Mortgage vendor Quicken Loans signs on to e-signatures
Computerworld -
Mortgage vendor Quicken Loans Inc. is deploying what may be the first electronic-signature network for high-value business-to-consumer transactions.
Starting this spring, the Livonia, Mich.-based company will let loan seekers use electronic signatures to complete and submit mortgage applications immediately after being preapproved online, without requiring the usual paperwork and ink signatures.
Unlike emerging efforts to implement electronic signatures in other consumer settings, Quicken's loan process won't require consumers to use private keys, download digital certificates or use specialized signing software to authenticate themselves.
Instead, the company will combine information provided by the consumer during the loan application process with a unique user name and information such as details of an auto loan to authenticate users.
"We are trying to make applying for mortgages as easy as applying for a credit card," said Kevin McCallum, Quicken's systems architect in charge of the electronic signature implementation. Quicken is a wholly owned subsidiary of Mountain View, Calif.-based Intuit Inc.
Quicken's effort shows that some corporations may finally be working through the technical, regulatory and legal concerns related to the use of electronic signatures in high-value consumer transactions, said Avivah Litan, an analyst at Stamford, Conn.-based Gartner Inc. "As far as I know, Quicken Loans is the first application to implement e-signatures in high-value B2C transactions," she said.
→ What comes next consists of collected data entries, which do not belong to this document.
PR #472, opened 2026-05-29
Allow variation registration in stateless mode

### LINKED ISSUE #471: `PUT /variation` fails with `NoObjectStore`
### Describe the bug

Variation registration fails when using the `NoObjectStore`

### Steps to reproduce

1. Run AnyVar with `NoObjectStore` - `ANYVAR_STORAGE_URI=""`
2. Attempt to register an allele.  For example:
```shell
echo '{"definition":"22-43928847-C-G", "input_type":"Allele"}' | curl -XPUT -d @- -H "Content-type: application/json" "http://localhost:8000/variation"
```

### Expected behavior

200 Response with VRS object as the body

### Current behavior

Internal Server Error
```
 File "./anyvar/src/anyvar/restapi/objects_router.py", line 206, in register_variation
    responses: list[RegisterVariationResponse] = _register_variations(av, [variation])
                                                 ^^^^^^^^^^^^^^^^^^^^^^^^^^^^^^^^^^^^^
  File "./anyvar/src/anyvar/restapi/objects_router.py", line 169, in _register_variations
    av.create_timestamp_if_missing(translation_result.variation.id)  # type: ignore (ID guaranteed to be present)
    ^^^^^^^^^^^^^^^^^^^^^^^^^^^^^^^^^^^^^^^^^^^^^^^^^^^^^^^^^^^^^^^
  File "./anyvar/src/anyvar/anyvar.py", line 252, in create_timestamp_if_missing
    timestamps: list[metadata.Extension] = self.get_object_extensions(
                                           ^^^^^^^^^^^^^^^^^^^^^^^^^^^
  File "./anyvar/src/anyvar/anyvar.py", line 242, in get_object_extensions
    raise ObjectNotFoundError(object_id) from e
```

### Acceptance Criteria

Variation registration succeeds with `NoObjectStore`

### Possible reason(s)

`AnyVar.get_object_extensions()` attempts to fetch a VRS object from the store when no extensions are found. 

### Suggested fix

_No response_

### Branch, commit, and/or version

branch: main
commit: 1d23f4932ca4da923f9381eb709361ebe54d7836

### Screenshots

_No response_

### Environment details

MacBook M4
Python 3.12

### Additional details

_No response_

### Contribution

None

ehclark:
Variation registration calls `create_timestamp_if_missing()` to populate the timestamp extension for the registered variation.  This in turn calls `get_object_extensions()` to determine if the extension already exists.  `get_object_extensions()` throws an error if the variation is not found.  In stateless mode, the `NoObjectStore` always throws an error on `get_object()`.

Changed code to not check for variation existence in store when in stateless mode.

### DIFF
--- a/src/anyvar/anyvar.py
+++ b/src/anyvar/anyvar.py
@@ -17,6 +17,7 @@ from anyvar.core import metadata, objects
 from anyvar.core.objects import SupportedVrsObject
 from anyvar.storage import DEFAULT_STORAGE_URI
 from anyvar.storage.base import Storage
+from anyvar.storage.no_db import NoObjectStore
 from anyvar.translate.base import Translator
 from anyvar.translate.vrs_python import VrsPythonTranslator
 
@@ -235,7 +236,7 @@ class AnyVar:
         except Exception as e:
             _logger.exception("Failed to retrieve extensions for object: %s", object_id)
             raise e  # noqa: TRY201
-        if not extensions:
+        if not extensions and not isinstance(self.object_store, NoObjectStore):
             try:
                 _ = self.get_object(object_id)
             except KeyError as e:


jsstevenson (approved):
I think this is fine as a quick fix, but this feels like an indication of a deeper design problem

alternatives would be to catch the `ObjectNotFoundException` in the route function or in the timestamp creation function, but I'm not sure either is better

PR #477, opened 2026-06-02
feat!: add DuckDB storage backend

### LINKED ISSUE #475: Add back DuckDb storage backend
Experimental!

Try out a DuckDb backend with a single file for storage. Potentially usable for GKS-AnVIL efforts.

jsstevenson:
close #475 

* Refactor most of the Postgres class into a `SqlAlchemyBase` class, to be reused by both Postgres and DuckDB. There is a tiny amount of postgres-specific code to maintain but most basic schema alterations can happen in the sqlalchemy base class, hopefully.
* Alter schema for mappings so that it enforces against row-duplication instead of using an autoincrementing ID key. This does technically change behavior but I think it's fine -- duplicate inserts are just idempotent instead of creating redundant rows (and redundancy is probably actively bad in the case of a mapping, for example). I think I could revert this though.
* Add DuckDB storage implementation. As far as I can tell it... totally works?  And is pretty straightforward once we've done the above. Add basic docs about usage. There are tests, but as with Snowflake, you can't easily run tests for different SqlAlchemy engines in one test run because of insane global state things, so it mirrors the way you select for different DB engines. This might be worth investigating later.

## Questions

* How to run DuckDB in CI/CD? We could easily parametrize the tests by storage URI so they run for the intersection of postgres/duckdb and 3.11/3.12/3.13. Is that overkill? Could also just run the duckdb-specific unit tests in a separate run.
    * Answer: to be addressed in #482

### DIFF
--- a/docs/source/api/api/storage/anyvar.storage.duckdb.rst
+++ b/docs/source/api/api/storage/anyvar.storage.duckdb.rst
@@ -1,0 +1,9 @@
+﻿anyvar.storage.duckdb
+=====================
+
+.. automodule:: anyvar.storage.duckdb
+   :members:
+   :no-inherited-members:
+   :undoc-members:
+   :special-members: __init__
+   :exclude-members: model_fields, model_config, metadata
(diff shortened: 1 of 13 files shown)


jsstevenson:
this buddy is back 2 draft for a minute to merge in latest changes

jennifer-bowser (approved):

Although the Electronic Signatures in Global and National Commerce Act was signed into law in 2000 (see story), adoption of electronic signatures has been slow because of uncertainty surrounding technology standards, authentication methods and federal and state consumer protection requirements.
Quicken is depending on a server-based electronic signature software package called ApproveIt from Silanis Technology Inc. to address those issues.
ApproveIt captures, time-stamps and records what the borrower sees, clicks on, agrees to and electronically signs. The information is securely bound to the final digital loan documents as proof that the borrower's intent was captured in accordance with all applicable regulations, said Tommy Petrogiannis, president of St. Laurent, Quebec-based Silanis.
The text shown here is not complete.